Stored items
------------------------------
PR #92, opened 2017-03-09
Award Amount Filter

mab6bf:
- User can select any or all of five `predefined` award amount ranges
- User can enter a `custom` award amount range
  - Clicking `custom` range button shows additional checkbox, with the user input (at the time the button was clicked) as the label
    - Clicking button again will overwrite the search and checkbox label with updated user input
    - Leaving `min` blank shows "Under $`max`"
    - Leaving `max` blank, or a `min` that is greater than a `max`, shows "$`min` & Above"
    - Sane inputs show "$`min` to $`max`"
- Selecting a `custom` award amount range will override any `predefined` award amount range selections, and vice-versa


src/js/helpers/awardAmountHelper.js
```diff
@@ -0,0 +1,38 @@
...
+    }
+    else if (range[1] === 0) {
+        return `$${minLabel} & Above`;
+    }
+    return `$${minLabel} - $${maxLabel}`;
+};
+
+export const ensureInputIsNumeric = (input) => {
+    // Remove non-numeric characteres from input
+    const cleanInput = (input.toString()).replace(/\D/g, '');
```
kevinli-work: Unfortunately this also strips out decimal points, so `1.2` becomes `12`. AccountingJS has an [unformat()](http://openexchangerates.github.io/accounting.js/#documentation) function that may be helpful.

src/js/redux/reducers/search/filters/awardAmountFilterFunctions.js
```diff
@@ -0,0 +1,50 @@
...
+export const updateAwardAmounts = (state, value) => {
+    let updatedSet = state;
+
+    // value.amount will either be:
+    // 1) an integer, corresponding to included awardRanges
+    // 2) an array, with two items, corresponding to user input
+
+    if (value.searchType === 'specific') {
+        // Toggle specific range selection
+        if (updatedSet.get(`5`) !== undefined &&
```
mab6bf: Changing `5` to `specific` and the numbers to `range-[x]`

src/js/helpers/awardAmountHelper.js
mab6bf: Good call

PR #101, opened 2017-03-17
Grant Summary Page

kevinli-work:
* Refactored contract summary page so both pages are consistent
* Removed transaction table from AwardContainer, it is now its own container and the Award API promise is no longer combined
* Removed potential ceiling from grant visualization
* Centralized award type string logic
------------------------------
▸ WORK REQUIRED: Print only the lines from the top of the data above down to the line holding "- Sane inputs", inclusive.

▸ FINISHED TASK:
PR #92, opened 2017-03-09
Award Amount Filter

mab6bf:
- User can select any or all of five `predefined` award amount ranges
- User can enter a `custom` award amount range
  - Clicking `custom` range button shows additional checkbox, with the user input (at the time the button was clicked) as the label
    - Clicking button again will overwrite the search and checkbox label with updated user input
    - Leaving `min` blank shows "Under $`max`"
    - Leaving `max` blank, or a `min` that is greater than a `max`, shows "$`min` & Above"
    - Sane inputs show "$`min` to $`max`"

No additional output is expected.